Dann eine informierte Ansprechperson. Schmerzen? Nein! Die hochbetagte Dame habe gesagt, sie hätte keine Schmerzen. Sie auf der Station würden das schon in der Hand haben. Punkt. Fertig. Versuch gescheitert, bevor er richtig begann.
Neuer Versuch: Eine der engagiert-freundlichen Hochdruck-MPAs der Arztpraxis am Telefon. Nein, die Ärztin sei nicht zu sprechen. Aber sie würde sowieso einen Besuch im Heim machen und das alles regeln.
Er fragt, wie man der Ärztin trotzdem eine Nachricht hinterlassen könne, um Missverständnisse zu vermeiden? Man will ja nicht stören. Ja, er könne etwas per ­E-Mail schicken.

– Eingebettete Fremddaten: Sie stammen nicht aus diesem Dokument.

PR #4089, opened 2021-04-08
[ZEPPELIN-5249]. Update to thrift 0.14.2

PrarthiJain:
### What is this PR for?
• This PR is to upgrade thrift to 0.14.2

### What type of PR is it?
• [Improvement]

### Todos
• [ ] - Task

### What is the Jira issue?
• https://issues.apache.org/jira/browse/ZEPPELIN-5249

### How should this be tested?
• CI pass

### Questions:
* Does the licenses files need update? No
* Is there breaking changes for older versions? No
* Does this needs documentation? No

PR #4116, opened 2021-05-13
[ZEPPELIN-5352] Support flink in k8s mode

zjffdu:
### What is this PR for?

Flink support k8s native mode from flink 1.11, this PR is to support k8s-application mode. The implementation is very similar as yarn-application mode.

### What type of PR is it?
[Feature]

### Todos
* [ ] - Task

### What is the Jira issue?
* https://issues.apache.org/jira/browse/ZEPPELIN-5352

* Ci pass and manually tested

### Questions:

### DIFF
--- a/flink/interpreter/pom.xml
+++ b/flink/interpreter/pom.xml
@@ -42,6 +42,7 @@
     <hive.version>2.3.4</hive.version>
     <hiverunner.version>4.0.0</hiverunner.version>
     <grpc.version>1.15.0</grpc.version>
+    <kubernetes.client.version>5.3.1</kubernetes.client.version>
 
     <scala.macros.version>2.0.1</scala.macros.version>
     <scala.binary.version>2.11</scala.binary.version>
@@ -93,6 +94,13 @@
       <groupId>org.apache.zeppelin</groupId>
       <artifactId>flink1.13-shims</artifactId>
       <version>${project.version}</version>
+    </dependency>
+
+    <dependency>
+      <groupId>io.fabric8</groupId>
+      <artifactId>kubernetes-client</artifactId>
+      <version>${kubernetes.client.version}</version>
+      <scope>compile</scope>
     </dependency>
 
     <dependency>
--- a/flink/interpreter/src/main/scala/org/apache/zeppelin/flink/FlinkScalaInterpreter.scala
+++ b/flink/interpreter/src/main/scala/org/apache/zeppelin/flink/FlinkScalaInterpreter.scala
@@ -146,8 +146,8 @@ class FlinkScalaInterpreter(val properties: Properties) {
     // load udf jar
     this.userUdfJars.foreach(jar => loadUDFJar(jar))
 
-    if (mode == ExecutionMode.YARN_APPLICATION) {
-      // have to call senv.execute method before running any user code, otherwise yarn application mode
+    if (ExecutionMode.isApplicationMode(mode)) {
+      // have to call senv.execute method before running any user code, otherwise application mode
       // will cause ClassNotFound issue. Needs to do more investigation. TODO(zjffdu)
       val initCode =
         """
@@ -182,16 +182,27 @@ class FlinkScalaInterpreter(val properties: Properties) {
       properties.getProperty("flink.execution.mode", "LOCAL")
         .replace("-", "_")
         .toUpperCase)
-    if (mode == ExecutionMode.YARN_APPLICATION) {
+
+    if (ExecutionMode.isYarnAppicationMode(mode)) {
       if (flinkVersion.isFlink110) {
-        throw new Exception("yarn-application mode is only supported after Flink 1.11")
+        throw new Exception("application mode is only supported after Flink 1.11")
       }
       // use current yarn container working directory as FLINK_HOME, FLINK_CONF_DIR and HIVE_CONF_DIR
       val workingDirectory = new File(".").getAbsolutePath
       flinkHome = workingDirectory
       flinkConfDir = workingDirectory
       hiveConfDir = workingDirectory
+    } else if (ExecutionMode.isK8sApplicationMode(mode)) {
+      if (flinkVersion.isFlink110) {
+        throw new Exception("application mode is only supported after Flink 1.11")
+      }
+      // use current k8s working directory as FLINK_HOME
+      val workingDirectory = new File(".").getAbsolutePath
+      flinkHome = workingDirectory
+      flinkConfDir = workingDirectory + "/conf"
+      hiveConfDir = workingDirectory + "/conf"
     }
+
     LOGGER.info("FLINK_HOME: " + flinkHome)
     LOGGER.info("FLINK_CONF_DIR: " + flinkConfDir)
     LOGGER.info("HADOOP_CONF_DIR: " + hadoopConfDir)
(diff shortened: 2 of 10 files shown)


zeppelin-interpreter/src/main/java/org/apache/zeppelin/interpreter/remote/RemoteInterpreterServer.java
```diff
@@ -142,6 +141,7 @@
   private ScheduledExecutorService resultCleanService = Executors.newSingleThreadScheduledExecutor();
 
   private boolean isTest;
+  private boolean isFlinkK8sApplicationMode = false;
```
cuspymd, line 144: `RemoteInterpreterServer` is a high-level object that handles `Interpreter`s identically. It seems a little odd that this object needs to know the operation mode of a particular interpreter.

flink/interpreter/pom.xml
```diff
@@ -95,6 +96,13 @@
       <version>${project.version}</version>
     </dependency>
 
+    <dependency>
+      <groupId>io.fabric8</groupId>
+      <artifactId>kubernetes-client</artifactId>
+      <version>${kubernetes.client.version}</version>
+      <scope>compile</scope>
```
Reamer, line 103: Where have you used this dependency?

zjffdu: Right，I didn't use it yet, Just plan to add ingress support in next PR. Let me remove it in this PR.

zeppelin-interpreter/src/main/java/org/apache/zeppelin/interpreter/remote/RemoteInterpreterServer.java
zjffdu: That's right, but I think this is the only way for flink k8s mode. For flink k8s mode, the `RemoteInterpreterServer#main` is the not the actual main entry point, `RemoteInterpreterServer#main` will be called by flink framework via reflection. So if we call `System.exit()` method in flink's k8s mode, it would make flink framework think that the flink job is exited abnormally, and will restart it again which is not what we expect. Let me add some comment to explain it in this class

flink/interpreter/src/main/scala/org/apache/zeppelin/flink/FlinkScalaInterpreter.scala
```diff
@@ -312,9 +323,12 @@ class FlinkScalaInterpreter(val properties: Properties) {
...
           if (mode == ExecutionMode.YARN_APPLICATION) {
             val yarnAppId = System.getenv("_APP_ID");
-            LOGGER.info("Use FlinkCluster in yarn application mode, appId: {}", yarnAppId)
+            LOGGER.info("Use FlinkCluster in yarn-application mode, appId: {}", yarnAppId)
             this.jmWebUrl = "http://localhost:" + HadoopUtils.getFlinkRestPort(yarnAppId)
             this.displayedJMWebUrl = HadoopUtils.getYarnAppTrackingUrl(yarnAppId)
+          } else if (mode == ExecutionMode.KUBERNETES_APPLICATION) {
+            LOGGER.info("Use FlinkCluster in kubernetes-application mode")
+            this.jmWebUrl = "http://localhost:8083"
           } else {
```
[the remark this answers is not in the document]
zjffdu: I split it into 2 methods: createFlinkILoop & initFlinkILoop

zeppelin-plugins/launcher/flink/src/main/java/org/apache/zeppelin/interpreter/launcher/FlinkInterpreterLauncher.java
```diff
@@ -45,25 +48,44 @@ public FlinkInterpreterLauncher(ZeppelinConfiguration zConf, RecoveryStorage rec
...
     }
     envs.put("FLINK_LIB_DIR", flinkHome + "/lib");
     envs.put("FLINK_PLUGINS_DIR", flinkHome + "/plugins");
 
-    // yarn application mode specific logic
-    if ("yarn-application".equalsIgnoreCase(
-            context.getProperties().getProperty("flink.execution.mode"))) {
-      updateEnvsForYarnApplicationMode(envs, context);
+    String mode = context.getProperties().getProperty("flink.execution.mode");
+    String a = FLINK_EXECUTION_MODES.stream().collect(Collectors.joining(", "));
```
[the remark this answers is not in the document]
zjffdu: Good catch, let me remove it

zeppelin-plugins/launcher/flink/src/main/java/org/apache/zeppelin/interpreter/launcher/FlinkInterpreterLauncher.java
```diff
@@ -45,25 +48,44 @@ public FlinkInterpreterLauncher(ZeppelinConfiguration zConf, RecoveryStorage rec
...
     }
 
     return envs;
   }
 
-  private String updateEnvsForFlinkHome(Map<String, String> envs,
-                                      InterpreterLaunchContext context) throws IOException {
+  private void verifyExecutionMode(String mode) {
+
+  }
```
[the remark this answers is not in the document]
zjffdu: removed

zeppelin-plugins/launcher/flink/src/main/java/org/apache/zeppelin/interpreter/launcher/FlinkInterpreterLauncher.java
```diff
@@ -45,25 +48,44 @@ public FlinkInterpreterLauncher(ZeppelinConfiguration zConf, RecoveryStorage rec
...
+
+  private boolean isApplicationMode(String mode) {
+    return "yarn-application".equals(mode) || "kubernetes-application".equals(mode);
```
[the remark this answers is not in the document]
zjffdu: Fixed

zeppelin-interpreter/src/main/java/org/apache/zeppelin/interpreter/remote/RemoteInterpreterServer.java
Reamer: I agree with @cuspymd, changing `RemoteInterpreterServer` for a specific interpreter is not good.
In general, calling `System.exit()` is not good style, so we should wait for #4089 and help @PrarthiJain if necessary. This PR removes a `System.exit(0)`.

Maybe we are also able to remove the second [`System.exit(1)`](https://github.com/apache/zeppelin/blob/97ce203a7fb72fd0300ff84ea5fa8e52f6125ebc/zeppelin-interpreter/src/main/java/org/apache/zeppelin/interpreter/remote/RemoteInterpreterServer.java#L705)

If we cannot remove the `System.exit()`, then we should work with an interpreter-independent variable that should be set via the start command or evaluated at start-up.

flink/interpreter/pom.xml
Reamer: I also have the requirement to add additional ingress k8s resources during the runtime of the zeppelin interpreter. See [ZEPPELIN-5145](https://issues.apache.org/jira/browse/ZEPPELIN-5145).

In my opinion, the interpreter pod should **not** have the right to create ingress resources, but the Zeppelin server service user should have the right.

So my plan is to add an additional interface to the Zeppelin interpreter project. Something like `ExternalURLSupported`.
This interface should be implemented by the `InterpreterProcess` e.g. `K8sRemoteInterpreterProcess.java` on the ZeppelinServer side and any specific interpreter can query the function via `instanceof`.

zeppelin-interpreter/src/main/java/org/apache/zeppelin/interpreter/remote/RemoteInterpreterServer.java
zjffdu: No problem, let's wait for  #4089

flink/interpreter/src/main/scala/org/apache/zeppelin/flink/FlinkScalaInterpreter.scala
```diff
@@ -182,16 +182,27 @@ class FlinkScalaInterpreter(val properties: Properties) {
...
       flinkHome = workingDirectory
       flinkConfDir = workingDirectory
       hiveConfDir = workingDirectory
+    } else if (ExecutionMode.isK8sApplicationMode(mode)) {
+      if (flinkVersion.isFlink110) {
+        throw new Exception("application mode is only supported after Flink 1.11")
+      }
+      // use current k8s working directory as FLINK_HOME
+      val workingDirectory = new File(".").getAbsolutePath
+      flinkHome = workingDirectory
```
cuspymd, line 201: The repeated codes might be moved outside the if statement(186 line).

zjffdu:
> LGTM, but keep in mind that I don't use Flink at all.

Although we don't have integration test, I have tested it manually.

Der Angehörige schickt einen erklärenden Text. Und hört nichts mehr. Die hochbetagte Dame kann nur ­sagen, dass die Ärztin da war und etwas geregelt habe. Also schickt er ein weiteres Mail an die Ärztin mit der Bitte um Information, wie die Medikation ver­ändert wurde. Man will ja nicht aufdringlich sein. Schweigen.
Also noch eine Nachfrage. Ob das E-Mail überhaupt ­angekommen sei? Endlich eine Mail-Antwort: Solche Informationen können per Mail nicht gegeben werden. Man solle anrufen. Und überhaupt: «Frau Dr. hat bereits alles geregelt.»
In der Zwischenzeit sind Wochen vergangen. Auch mit Anläufen, die an Anrufbeantwortern, Vertröstungen, Praxisschliessungen und ständig wechselnden, allesamt freundlichen Ansprechpersonen gescheitert sind. Auf seiner Aufgabenliste steht der Angehörige noch auf Feld eins. Sein verlässlicher Informationsstand ist immer noch: null. Das System hat ihn mit ­einem Lächeln «am ausgestreckten Arm verhungern lassen». Er konnte kein Übersetzer, keine Vermittlungsperson sein. Die Nährlösung für Missverstehen und Missverständnisse für nicht gelungene Versorgung wirkt weiter.
Das nächste Mal steigt er offensiv ins System ein. Nicht locker lassen. Sofort nachhaken. Seine Rolle als anerkannter und notwendiger Player im Versorgungsprozess einfordern. Zur Not auf die Nerven gehen. ­Dabei muss er aber den «störenden Angehörigen» ­geben.
Er kann den Konflikt aushalten. Was aber, wenn die hochbetagte Dame, die Schwächste, die Folgen zu spüren bekommt?
Stück für Stück erfährt der Angehörige über Umwege, dass er mit seinen zurückhaltenden Bemühungen dies und das ausgelöst hat. Die eindrucksvollste Auswirkung: Eine der Pflegekräfte ging zur hochbetagten Dame und beschwerte sich bei ihr. Es ginge nicht an, dass sich die Angehörigen in die Pflege einmischten.